Mann, das war ein Witz von mir, noch nie Loony Toons und Willy E. Coyote gesehen?

----------

## moe

Wer der Meinung ist vi(m), emacs, oowriter oder sonstwas als Editor zu benutzen, kann das doch tun. Und das auf der livecd nur ein kleiner Editor ohne grossartige Abhängigkeiten drauf ist, ist doch auch verständlich. 

vim beispielsweise gibts mit X-Unterstützung, die bestimmt auch ein Grossteil der Leute die vim installieren auch haben möchten, auf der livecd ist aber kein X drauf, also würden eh fast alle vim nach der Installation neukompilieren. Und wer nun mit nano gar nich klar kommt, kann ja von Knoppix aus installieren und kwrite als Editor nutzen  :Wink: 

Ich find diese Diskussionen über den livecd Inhalt oft recht sinnfrei, prinzipiell tuts auch jede andere Livecd, und man braucht sie doch eh nur einmal im Leben..

Und dass die Standards vorschreiben vi gehört zu einem Linuxsystem kann ich auch nich ganz nachvollziehen, bzw. warum sollte er drauf sein, wenn viele ihn auch nicht benutzen?

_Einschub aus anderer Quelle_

PR #1854, opened 2024-06-25
Handle No Connection Errors Better

### LINKED ISSUE #2: Add support for Linux ARM and Alpine
Much like https://github.com/OmniSharp/omnisharp-vscode/issues/2771 we will need to do work to properly acquire the "right" bits for ARM scenarios.

We need to adjust the dynamic acquisition logic to get a compatible version of the runtime for either ARM or Alpine. (On first check, Alpine appeared to work when using the .NET Core image – I have not checked ARM, however.)  We briefly [describe the issue and how this can be detected here](https://code.visualstudio.com/api/advanced-topics/remote-extensions#supporting-nonx8664-hosts-or-alpine-linux-containers).

nagilson:
In respone to the issue where we never timeout if there is no internet connection at https://github.com/microsoft/vscode-dotnettools/issues/1028

Axios (web request library we use) has a bug with no connection timeouts. Its timeout handler only works with request timeouts, not no connection timeouts. More at https://stackoverflow.com/questions/36690451/timeout-feature-in-the-axios-library-is-not-working. So yeah, it's going to be stuck forever waiting for a connection. I fixed #2 in the past by adding a custom timeout with a cancellation token. dotnet/vscode-dotnet-runtime@ced82f3#diff-ad11027eb5a8406f68425da0e49b1c8a4aa83394444043e247c10e7bb1976999

It looks like I got rid of that because I forgot about the axios timeout issue. dotnet/vscode-dotnet-runtime@3b1c251

This was initially in 1.8.1 and the failure rate improved a lot with 2.0.0 but that had a huge amount of code change. We need to inspect this change and QA it to make sure it doesnt make things worse. This will be the only change for 2.0.8 because of this.

This code used to be in the codebase for several versions so we have some degree of confidence in it.

### DIFF
--- a/vscode-dotnet-runtime-library/src/Utils/WebRequestWorker.ts
+++ b/vscode-dotnet-runtime-library/src/Utils/WebRequestWorker.ts
@@ -71,9 +71,18 @@ export class WebRequestWorker
         {
             throw new EventBasedError('AxiosGetFailedWithInvalidURL', `Request to the url ${this.url} failed, as the URL is invalid.`);
         }
+        const timeoutCancelTokenHook = new AbortController();
+        const timeout = setTimeout(() =>
+        {
+            timeoutCancelTokenHook.abort();
+            const formattedError = new Error(`TIMEOUT: The request to ${this.url} timed out at ${this.websiteTimeoutMs} ms. This only occurs if your internet
+ or the url are experiencing connection difficulties; not if the server is being slow to respond. Check your connection, the url, and or increase the timeout value here: https://github.com/dotnet/vscode-dotnet-runtime/blob/main/Documentation/troubleshooting-runtime.md#install-script-timeouts`);
+            this.context.eventStream.post(new WebRequestError(new EventBasedError('WebRequestError', formattedError.message, formattedError.stack), null));
+            throw formattedError;
+        }, this.websiteTimeoutMs);
 
-        const response = await this.client.get(url, { ...options });
-
+        const response = await this.client.get(url, { signal: timeoutCancelTokenHook.signal, ...options });
+        clearTimeout(timeout);
         return response;
     }
 


nagilson:
https://github.com/dotnet/vscode-dotnet-runtime/issues/1858 is related and will be the complete fix for the user problem.

richlander:
I get "No connection" a lot (on preview builds). I can share logs or test builds if that would be helpful. I am on Apple M1.

vscode-dotnet-runtime-library/src/Utils/WebRequestWorker.ts
```diff
@@ -71,9 +71,18 @@ export class WebRequestWorker
...
         }
-
-        const response = await this.client.get(url, { ...options });
-
+        const timeoutCancelTokenHook = new AbortController();
+        const timeout = setTimeout(() =>
+        {
+            timeoutCancelTokenHook.abort();
+            const formattedError = new Error(`TIMEOUT: The request to ${this.url} timed out at ${this.websiteTimeoutMs} ms. This only occurs if your internet
+ or the url are experiencing connection difficulties; not if the server is being slow to respond. Check your connection, the url, and or increase the timeout value here: https://github.com/dotnet/vscode-dotnet-runtime/blob/main/Documentation/troubleshooting-runtime.md#install-script-timeouts`);
```
MiYanni, line 79: I can't remember, does this repo have localization? Just something worth mentioning for an error like this since I'm assuming the user will see this one.

MiYanni (approved):

vscode-dotnet-runtime-library/src/Utils/WebRequestWorker.ts
nagilson: That's a good question. It does not, but eventually it will need to.

PR #1855, opened 2024-06-25
Prevent EPERM error hit when trying to open installer.exe

nagilson:
# Changes to Permissions

`fs.chmod` does not set execute permissions on windows https://nodejs.org/api/fs.html#fschmodpath-mode-callback. This means we should also rely on icacls to try to do so.
If we still dont have permission, we can collect more information so we know how to fix it better going forward.

This also makes each installer get its own unique folder. SHA is used since it is an algorithm widely available on multiple OS. https://support.globalsign.com/ssl/ssl-certificates-life-cycle/sha-256-compatibility
If this does not work, we can ask for elevation using the vscode library on windows if permission to run the installer is denied.

# Command Exeuctor Private Interface Changes
Make Command Executor return an object instead of string. This prevents us from having to run commands twice to get the status and stdout.

Caution must be taken to make sure that the assumptions here in what is returned as stdout vs stderr are correct.


vscode-dotnet-runtime-library/src/Acquisition/GenericDistroSDKProvider.ts
```diff
@@ -23,47 +23,39 @@ export class GenericDistroSDKProvider extends IDistroDotnetSDKProvider
...
+            symLinkReadCommand = CommandExecutor.replaceSubstringsInCommands(symLinkReadCommand, this.missingPathKey, commandResult[0].stdout);
+            const resolvedPath = (await this.commandRunner.executeMultipleCommands(symLinkReadCommand))[0].stdout;
             if(resolvedPath)
             {
                 return path.dirname(resolvedPath.trim());
             }
         }
 
-        return commandResult[0] ?? null;
+        return commandResult[0].stdout.trim() ?? null;
```
nagilson, line 58:
```suggestion
        return commandResult[0].stdout ?? null;
```

vscode-dotnet-runtime-library/src/Acquisition/GenericDistroSDKProvider.ts
```diff
@@ -73,8 +65,9 @@ export class GenericDistroSDKProvider extends IDistroDotnetSDKProvider
         command = CommandExecutor.replaceSubstringsInCommands(command, this.missingPackageNameKey, sdkPackage);
         const commandResult = (await this.commandRunner.executeMultipleCommands(command))[0];
 
+        // todo: this seems very wrong
```
nagilson, line 68:
```suggestion
```

vscode-dotnet-runtime-library/src/Utils/CommandExecutor.ts
```diff
@@ -471,29 +449,25 @@ result: ${commandResult.toString()} had no status or signal.`));
...
-                    return '';
-                }
-                else
-                {
-                    if(commandResult.stdout)
-                    {
-                    this.context?.eventStream.post(new CommandExecutionStdOut(`The command ${fullCommandStringForTelemetryOnly} encountered stdout:
+            })();
+
+            return { status: statusCode, stderr: commandResult.stderr?.toString() ?? '', stdout: commandResult.stdout?.toString() ?? ''}
```
nagilson, line 454: We could probably trim here and not have to trim everywhere else where its needed, but there are some situations where whitespace matters so I am hesitant to do so.

MiYanni (approved):

vscode-dotnet-runtime-library/src/Acquisition/WinMacGlobalInstaller.ts
```diff
@@ -141,19 +141,29 @@ We cannot verify .NET is safe to download at this time. Please try again later.`
...
         }
 
         await this.webWorker.downloadFile(installerUrl, installerPath);
         try
         {
             fs.chmodSync(installerPath, 0o744);
+
+            if(os.platform() === 'win32') // Windows does not have chmod +x ability with nodejs.
+            {
+                const commandRes = await this.commandRunner.execute(CommandExecutor.makeCommand('icacls', ['/grant', `"${installerPath}"`, `"%username%":F`, '/t', '/c']), null, false);
```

Nano ist klein hat wenig Abhängigkeiten und ist von jedem bedienbar, wäre emacs drauf würden die vi(m)-User nich klar kommen und vice versa, von den Leuten die weder vi(m) noch emacs können mal abgesehen, also ist und bleibt nano der Ideal-Editor für die Live-CD.

Gruss Maurice

----------

## gordon001

@ pablo_supertux

okay, okay, hab ich mir schon gedacht. 

trotzdem würde mich interessieren, wofür ACME steht, sofern das kürzel ist.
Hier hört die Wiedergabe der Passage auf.